Holap, em bueno, ahora, este fic, es propiedad exclusivamente mía, (está registrado, por si), se los comparto como un desvarío de mi mente. Espero que les guste tanto como a mi me gustó el concepto, gracias a los posibles lectores; un inmenso gracias. 

Por cierto, el título está basado en un vals de Eugen Doga, bajo el mismo título "Mi dulce y Tierna Bestia". Me basé ligeramente en el cuento la Cenicienta... 

¡Gracias otra vez!
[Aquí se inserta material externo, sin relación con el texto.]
PR #411, opened 2026-09-15
fix(shell): validate raw rename name before trimming so trailing-space gate holds

aniruddhaadak80:
## Summary

- What changed? The Home renameFile IPC handler now validates the raw requested name via a new isValidRawRenameName helper before trimming, instead of trimming first and then validating.
- Why is this change needed? Trimming first silently turned 'report ' into 'report' and renamed to a different name than requested, making the trailing-space rejection added in the previous rename-gate change unreachable via IPC. Leading-whitespace names had the same silent-rename surprise. Now surrounding-whitespace input is rejected with the existing localized errBadName gate.

## Related issue

Closes #

## Validation

- [x] npm run lint
- [x] focused vitest: apps/shell/tests/home-rename-validation.test.ts 4 passed (1 pre-existing illegal-chars, 1 same-file, 1 reserved/trailing-dot, 1 new raw-whitespace)
- [ ] npm run typecheck (shell workspace typecheck reports only pre-existing failures in untouched files: xlsx-gateway build types, pdf-lib interop, MCP SDK imports; no errors in rename-validation.ts or the edited handler)
- [ ] npm run format:check (Prettier runner fails to spawn on this Windows checkout with EINVAL; change follows existing formatting)

List any checks not run and explain why: full npm test not run for this renderer-only main-process gate; focused suite covers it. CI will verify.

## Screenshots or recordings

Not applicable.

## Contributor checklist


merrick-2002:
Merged, thanks!

PR #412, opened 2026-09-15
fix(docs): exclude supplementary private-use and variation selectors from asian char count

aniruddhaadak80:
## Summary

- What changed? The ASIAN_RE surrogate-pair range in apps/docs/src/renderer/word-count.ts narrows from D840-DBFF to D840-D8BF, so only CJK Extensions B-H (U+20000-U+3134F) count as Asian characters. The header comment now documents the bound.
- Why is this change needed? The wider range counted supplementary private-use (planes 15-16, e.g. U+F0000/U+100000) and the variation selectors supplement (e.g. U+E0100) as CJK words, inflating the Words figure versus Word. This is the invited narrowing follow-up to the Southeast Asian/full-surrogate-range word-count change.

## Related issue

Closes #

## Validation

- [x] `npm run lint`
- [x] Focused vitest: apps/docs/tests/word-count.test.ts 8 passed (7 pre-existing + 1 new PUA/variation-selector case)
- [ ] `npm run typecheck` (docs word-count.ts itself is clean; repo-wide run on this Windows checkout reports pre-existing pdf-lib/gateway failures in untouched files)

New test fails without the fix (PUA counted as 1) and passes with it (0), while Ext-B/Ext-H fixtures still count as 1.

List any checks not run and explain why: full `npm test` not run for this stats-only change; focused suite covers it. CI will verify.

## Screenshots or recordings

Not applicable.

## Contributor checklist


merrick-2002:
Merged, thanks!

PR #413, opened 2026-09-15
fix(pdf): fold AI-tool search queries the same way as the search index

aniruddhaadak80:
## Summary

- What changed? `searchText`, `locateOccurrence`, and `countOccurrences` in apps/pdf/src/renderer/ai/tools.ts now fold the query with the shared `foldCase` helper instead of `toLowerCase()`, matching how the search index itself is built (`search.ts` uses `foldCase`). The snippet window in `searchText` now slices by the folded query length.
- Why is this change needed? `toLowerCase()` grows dotted capitals (`İ` U+0130 → `i̇`, two chars) while `foldCase` is length-preserving by design, so the three AI-tool helpers disagreed with `searchInIndex`: `edit_text`/`insert_text`/note anchoring reported "not found" for text the index had, counts came back 0, and snippet offsets drifted. This completes the case-folding fix from the earlier search change, which left these three sites untouched.

## Related issue

Closes #

## Validation

- [x] `npm run lint`
- [x] Focused vitest: apps/pdf/tests/ai-tools.test.ts dotted-capital case passes (149 tests in file; new `edit_text` İmir test fails without the fix with `isError: true` and passes with it)
- [ ] `npm run typecheck` (untouched-file pre-existing failures on this Windows checkout: pdf-lib interop, xlsx-gateway build types; no errors in the edited files)

List any checks not run and explain why: full `npm test` not run for this focused AI-tool change; focused suite covers it. CI will verify.

## Screenshots or recordings

Not applicable.

## Contributor checklist


merrick-2002:
Merged, thanks!

PR #414, opened 2026-09-15
fix(html): escape apostrophes in single-quoted style attributes on set_style

aniruddhaadak80:
## Summary

- What changed? `set_style` in apps/html/src/renderer/document/ops.ts now escapes the serialized style value according to the attribute's existing quote style, mirroring the `set_attr` branch fixed earlier: double-quoted keeps `escapeAttr`, single-quoted escapes `&` and `'` (not `"`).
- Why is this change needed? For a document like `<div style='color:red'>`, a `set_style` op with an apostrophe value (`font-family: a'b`) previously emitted `style='font-family: a'b'`, terminating the attribute early and corrupting the round-trip (remainder parses as bogus attributes). Double-quoted originals were safe; single-quoted plus `'` was not.

## Related issue

Closes #

## Validation

- [x] `npm run lint`
- [x] Focused vitest: apps/html/tests/ops.test.ts single-quoted cases pass (pre-existing `set_attr` ampersand test plus the new `set_style` apostrophe test; new test fails without the fix showing the raw `'` breakout, passes with `&#39;`)

List any checks not run and explain why: full `npm test` not run for this focused op change; focused suite covers it. CI will verify.

## Screenshots or recordings

Not applicable.

## Contributor checklist


merrick-2002:
Merged, thanks!

PR #10, opened 2022-08-11
Rename compile env name for gnmi write

ganglyu:
Signed-off-by: Gang Lv ganglv@microsoft.com

PR for sonic-buildimage
https://github.com/sonic-net/sonic-buildimage/pull/11780

#### Why I did it
I will add a future env var ENABLE_NATIVE_WRITE which is another kind of gnmi write mode.
So, I need to rename TELEMETRY_WRITABLE and READ_WRITE_MODE to avoid conflict.

#### How I did it
Rename compile env var and build tag.

#### How to verify it
Run unit test for sonic-gnmi.

- [ ] 201811
- [ ] 201911
- [ ] 202006
- [ ] 202012
- [ ] 202106
- [ ] 202111

### DIFF
--- a/Makefile
+++ b/Makefile
@@ -17,8 +17,8 @@ SRC_FILES=$(shell find . -name '*.go' | grep -v '_test.go' | grep -v '/tests/')
 TEST_FILES=$(wildcard *_test.go)
 TELEMETRY_TEST_DIR = build/tests/gnmi_server
 TELEMETRY_TEST_BIN = $(TELEMETRY_TEST_DIR)/server.test
-ifeq ($(TRANSLIB_ENABLE),y)
-BLD_FLAGS := -tags translib
+ifeq ($(TRANSLIB_ENABLED),y)
+BLD_FLAGS := -tags gnmi_translib
 endif
 
 GO_DEPS := vendor/.done
--- a/Makefile
+++ b/Makefile
@@ -17,8 +17,8 @@ SRC_FILES=$(shell find . -name '*.go' | grep -v '_test.go' | grep -v '/tests/')
 TEST_FILES=$(wildcard *_test.go)
 TELEMETRY_TEST_DIR = build/tests/gnmi_server
 TELEMETRY_TEST_BIN = $(TELEMETRY_TEST_DIR)/server.test
-ifeq ($(TELEMETRY_WRITABLE),y)
-BLD_FLAGS := -tags readwrite
+ifeq ($(TRANSLIB_ENABLE),y)
+BLD_FLAGS := -tags translib
 endif
 
 GO_DEPS := vendor/.done
--- a/Makefile
+++ b/Makefile
@@ -17,8 +17,8 @@ SRC_FILES=$(shell find . -name '*.go' | grep -v '_test.go' | grep -v '/tests/')
 TEST_FILES=$(wildcard *_test.go)
 TELEMETRY_TEST_DIR = build/tests/gnmi_server
 TELEMETRY_TEST_BIN = $(TELEMETRY_TEST_DIR)/server.test
-ifeq ($(TRANSLIB_ENABLED),y)
-BLD_FLAGS := -tags gnmi_translib
+ifeq ($(ENABLE_TRANSLIB_WRITE),y)
+BLD_FLAGS := -tags gnmi_translib_write
 endif
 
 GO_DEPS := vendor/.done
--- a/gnmi_server/server.go
+++ b/gnmi_server/server.go
@@ -48,9 +48,8 @@ type Config struct {
 	// for this Server.
 	Port     int64
 	UserAuth AuthTypes
-	MgmtEnable      bool
+	TranslibEnable  bool
 	TelemetryEnable bool
-	MixedEnable     bool
 }
 
 var AuthLock sync.Mutex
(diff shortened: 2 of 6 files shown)


gnmi_server/server.go
```diff
@@ -140,11 +143,11 @@ func NewServer(config *Config, opts []grpc.ServerOption) (*Server, error) {
 	}
 	gnmipb.RegisterGNMIServer(srv.s, srv)
 	spb_jwt_gnoi.RegisterSonicJwtServiceServer(srv.s, srv)
-	if READ_WRITE_MODE {
```
qiluo-msft, line 143: >READ_WRITE_MODE [](http://example.com/codeflow?start=4&length=15)

This is defined in gnmi_server/constants.go. Will you remove it completely.

gnmi_server/server.go
```diff
@@ -140,11 +143,11 @@ func NewServer(config *Config, opts []grpc.ServerOption) (*Server, error) {
...
+	if srv.config.MgmtEnable {
```
qiluo-msft, line 146: >MgmtEnable [](http://example.com/codeflow?start=15&length=10)

Suggest only refactor in this PR:
1. keep original naming: `srv.config.ReadWriteMode`
2. I guess your new feature is `MixedEnable`. Let's add it later in another PR.

gnmi_server/server.go
```diff
@@ -230,6 +233,9 @@ func (s *Server) Subscribe(stream gnmipb.GNMI_SubscribeServer) error {
 		return nil, status.Error(codes.PermissionDenied, msg)
 	}
 	*/
+	if !s.config.TelemetryEnable {
```
qiluo-msft, line 236: >TelemetryEnable [](http://example.com/codeflow?start=14&length=15)

I am not clear about the necessity for disabling subscribe. Is there a use case of subscribing a path in ConfigDB? if yes, no need to add option.

Makefile
```diff
@@ -17,8 +17,8 @@ SRC_FILES=$(shell find . -name '*.go' | grep -v '_test.go' | grep -v '/tests/')
 TEST_FILES=$(wildcard *_test.go)
 TELEMETRY_TEST_DIR = build/tests/gnmi_server
 TELEMETRY_TEST_BIN = $(TELEMETRY_TEST_DIR)/server.test
-ifeq ($(TELEMETRY_WRITABLE),y)
-BLD_FLAGS := -tags readwrite
+ifeq ($(TRANSLIB_ENABLE),y)
+BLD_FLAGS := -tags translib
```
qiluo-msft, line 21: >translib [](http://example.com/codeflow?start=19&length=8)

I propose `gnmi_translib` and anticipate more flags like `gnmi_native`, etc.

qiluo-msft: @seiferteric Could you help check the name?

Makefile
```diff
@@ -17,8 +17,8 @@ SRC_FILES=$(shell find . -name '*.go' | grep -v '_test.go' | grep -v '/tests/')
 TEST_FILES=$(wildcard *_test.go)
 TELEMETRY_TEST_DIR = build/tests/gnmi_server
 TELEMETRY_TEST_BIN = $(TELEMETRY_TEST_DIR)/server.test
-ifeq ($(TELEMETRY_WRITABLE),y)
-BLD_FLAGS := -tags readwrite
+ifeq ($(TRANSLIB_ENABLE),y)
```
qiluo-msft, line 20: >TRANSLIB_ENABLE [](http://example.com/codeflow?start=8&length=15)

SOMETHING_ENABLED
or ENABLE_SOMETHING

qiluo-msft (approved):

Makefile
```diff
@@ -17,8 +17,8 @@ SRC_FILES=$(shell find . -name '*.go' | grep -v '_test.go' | grep -v '/tests/')
 TEST_FILES=$(wildcard *_test.go)
 TELEMETRY_TEST_DIR = build/tests/gnmi_server
 TELEMETRY_TEST_BIN = $(TELEMETRY_TEST_DIR)/server.test
-ifeq ($(TELEMETRY_WRITABLE),y)
-BLD_FLAGS := -tags readwrite
+ifeq ($(TRANSLIB_ENABLED),y)
```
qiluo-msft, line 20: >TRANSLIB_ENABLED [](http://example.com/codeflow?start=8&length=16)

Since you rename it, will you raise a buildimage PR? Mention the related PRs in this PR description.

seiferteric:
Can I get more context on this? Before we had a build flag to make gNMI read-only, with this there will be a build flag and a command line option? Is the intention to have both? Is the build flag still being used? What i the build flag is set to false, but the command line set to true? Or is the intent to remove the build flag and make it a run-time command line option? I thought it was made a build flag because there was a request to be able to have be able to compile gNMI without the ability to write to the DB? Also you get memory savings with the build flag as the mgmt-framework is compiled out.

Also, the new option is called gnmi_translib but should it not still be something like gnmi_readonly? I guess translib data client is the only one supporting write ability for now, but shouldn't we keep the option name more generic to indicate the intention? Why change the name to gnmi_translib?

ganglyu:
> Can I get more context on this? Before we had a build flag to make gNMI read-only, with this there will be a build flag and a command line option? Is the intention to have both? Is the build flag still being used? What i the build flag is set to false, but the command line set to true? Or is the intent to remove the build flag and make it a run-time command line option? I thought it was made a build flag because there was a request to be able to have be able to compile gNMI without the ability to write to the DB? Also you get memory savings with the build flag as the mgmt-framework is compiled out.
> 
> Also, the new option is called gnmi_translib but should it not still be something like gnmi_readonly? I guess translib data client is the only one supporting write ability for now, but shouldn't we keep the option name more generic to indicate the intention? Why change the name to gnmi_translib? Also with this change translib is still enabled for Get/Subscribe operations correct?

The intention is to have a build flag and a command line option, and it will be more flexible, for example, build flag is disabled, and we still want to run related unit test. Now build flag decides the default value of the command line option, so if the build flag is set to false, but the command line set to true, this feature will be enabled. But we will not use command line in this way.

We will introduce other gnmi write feature, so we want to use two names: gnmi_translib and gnmi_native.
Since translib is still enabled for Get/Subscribe operations, maybe we can use gnmi_translib_write and gnmi_native_write?

qiluo-msft:
"xxx_write" may be super accurate since that feature support GetRequest and SetRequest.

ganglyu:
@seiferteric
I have updated the name, would you please review again?

qiluo-msft (approved):

PR #38, opened 2022-09-01
Improve unit test for gnmi

ganglyu:
Signed-off-by: Gang Lv ganglv@microsoft.com

#### Why I did it
We should not run unit test without redis server.

#### How I did it
Check redis.sock, if there's no redis.sock, do not run unit test.

#### How to verify it
Run unit test for gnmi, and build image.

- [ ] 201811
- [ ] 201911
- [ ] 202006
- [ ] 202012
- [ ] 202106
- [ ] 202111

### DIFF
--- a/Makefile
+++ b/Makefile
@@ -65,7 +65,7 @@ else
 	$(GO) install -mod=vendor github.com/sonic-net/sonic-gnmi/gnoi_client
 endif
 
-ut:
+check_gotest:
 	sudo mkdir -p ${DBDIR}
 	sudo cp ./testdata/database_config.json ${DBDIR}
 	sudo mkdir -p /usr/models/yang || true
--- a/Makefile
+++ b/Makefile
@@ -24,7 +24,6 @@ endif
 GO_DEPS := vendor/.done
 PATCHES := $(wildcard patches/*.patch)
 PATCHES += $(shell find $(MGMT_COMMON_DIR)/patches -type f)
-REDIS_SOCK := $(shell if sudo [ -e /var/run/redis/redis.sock ]; then echo "exist"; else echo "noexist"; fi)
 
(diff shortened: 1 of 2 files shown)


Makefile
```diff
@@ -77,6 +79,9 @@ check:
 	$(GO) get github.com/AlekSi/gocov-xml
 	gocov convert coverage-*.txt | gocov-xml -source $(shell pwd) > coverage.xml
 	rm -rf coverage-*.txt 
+else
+	$(info Please start redis server to run unit test)
```
qiluo-msft, line 83: This will be treated as test passed? Is it expected?

Makefile
```diff
@@ -24,6 +24,7 @@ endif
 GO_DEPS := vendor/.done
 PATCHES := $(wildcard patches/*.patch)
 PATCHES += $(shell find $(MGMT_COMMON_DIR)/patches -type f)
+REDIS_SOCK := $(shell if sudo [ -e /var/run/redis/redis.sock ]; then echo "exist"; else echo "noexist"; fi)
```
qiluo-msft, line 27: Instead of checking a file, how about `redis-cli PING`?

Makefile
ganglyu: When we create a PR for sonic-gnmi repo, azure pipeline will start redis server, and we can run unit test.
But when we use sonic-buildimage to build, there's no redis server, and we should not run unit test.

Makefile
```diff
@@ -65,7 +65,7 @@ else
 	$(GO) install -mod=vendor github.com/sonic-net/sonic-gnmi/gnoi_client
 endif
 
-check:
+ut:
```
qiluo-msft, line 68: >ut [](http://example.com/codeflow?start=0&length=2)

`check_gotest` ?

qiluo-msft (approved):

PR #45, opened 2022-10-12
Streaming events URL support "not to use cache"

renukamanavalan:
#### Why I did it
Only one gNMI client can use cache at any time. 
The external clients that stream events reliably need to use cache.
While an external client is connected, if we need to use some test client (e.g. gnmi_cli), it could be used provided it does not use cache.

#### How I did it
Added support for a new URL parameter [usecache=false].  This parameter will *disable* use of cache.

#### How to verify it
1) Have no gNMI client
2) Ensure some events are published (may use events_tool to manually publish)
3) Run gnmi_cli with [usecache=false]
4) Note, it does not receive/spew any events from past.
5) Publish some events (may use events_tool)
6) See the client receive these
7) Now run a client with cache use *not* disabled
8) Note, it receives all events including those from step 2

- [ ] 201811
- [ ] 201911
- [ ] 202006
- [ ] 202012
- [ ] 202106
- [ ] 202111

### DIFF
--- a/README.md
+++ b/README.md
@@ -39,6 +39,31 @@ You can also build a debian package and install it:
 * See [SONiC telemetry in dial-out mode](./doc/dialout.md) for how to run dial-out mode system telemetry client
 * See [gNMI Usage Examples](./doc/gNMI_usage_examples.md) for gNMI client usage examples.
 
+### Streaming events
+SONiC publishes events of interest via gNMI.
+Sample events could be bgp-state change, link-state change.
+A sample query URL is as below.
+    `gnmi_cli -client_types=gnmi -a 127.0.0.1:50051 -t EVENTS -logtostderr -insecure -v 7 -streaming_type ON_CHANGE -q all -qt s`
+
+The events URL can take the following optional parameters.<br/>
+heartbeat:<br/>
+    `[heartbeat=<N>]`
+<br/>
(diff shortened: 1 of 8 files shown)


README.md
```diff
@@ -39,6 +39,31 @@ You can also build a debian package and install it:
...
+<br/>
+&nbsp;&nbsp;&nbsp;&nbsp;The SONiC switch publishes periodic hearbeats when there are no events to publish.<br/>
+&nbsp;&nbsp;&nbsp;&nbsp;The frequency of the heartbeat can be controlled by this parameter as beat in every N seconds.<br/>
+
+usecache:<br/>
+    `[usecache=true/false]`
+<br/>
+&nbsp;&nbsp;&nbsp;&nbsp;The SONiC switch does offline cache when gNMI client is down.<br/>
+&nbsp;&nbsp;&nbsp;&nbsp;The cached events are delivered upon nest gNMI connection<br/>
+&nbsp;&nbsp;&nbsp;&nbsp;Only one client should use the cache service<br/>
```
ganglyu, line 60: How to guarantee this limitation?
If two clients use the cache service, what will happen?

renukamanavalan: Limitation by design. 
Trade off between code complexity in supporting multiple clients with cache vs practical use case.
In practice, there is only one client streaming out.
This is added to enable test tools to function w/o disturbing the main service.
To answer your question: If multiple use cache, of course first come first served. The cache will go to one or other.

ganglyu (approved):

Ojalá que lo disfruten, sean bienvenidos/as. 

Notas del capitulo:

Hola que tal, sean bienvenidos/as, a disfrutar mi primer trabajo original, bueno, al menos el primero que subo aquí... em, espero que les guste, comenten, critíquen, disgustense, etc., y agradezco de antemano su visita. Como menciona el título, esto es solo un preludio, o la cara antes del relato mismo, no sé qué ritmo de subida tomar, porque soy terriblemente inconstante, pero mientras, disfrútenlo.

 

Los oboes resonaban con su máximo ruido por todo el palacio, de dramático y exagerado ornamento; cornos dorados que reflejaban las luces sepias de velas encaramadas en los candelabros áureos que daban una apariencia de islotes flotantes; telas traslúcidas bajando graciosamente por los pilares, y la peste nauseabunda resultado de centenares de perfumes caros y baratos entremezclándose con el olor propio de cada ente que se mecía al compás de un viejo vals; de un rezagado clavicordio y violines sentimentales. La gente bebía, bailaba, tocaba…, embotando con todo aquello cada sentido hasta la inconciencia.

Era un carnaval de máscaras.  En plena Venecia. En plena media noche, bajo el velo místico de la luna llena. Y en pleno palacio gubernamental. Dentro de este, la muchedumbre multicolor bailoteaba sobreexcitada; el lugar era la metáfora de un furioso mar atardecido.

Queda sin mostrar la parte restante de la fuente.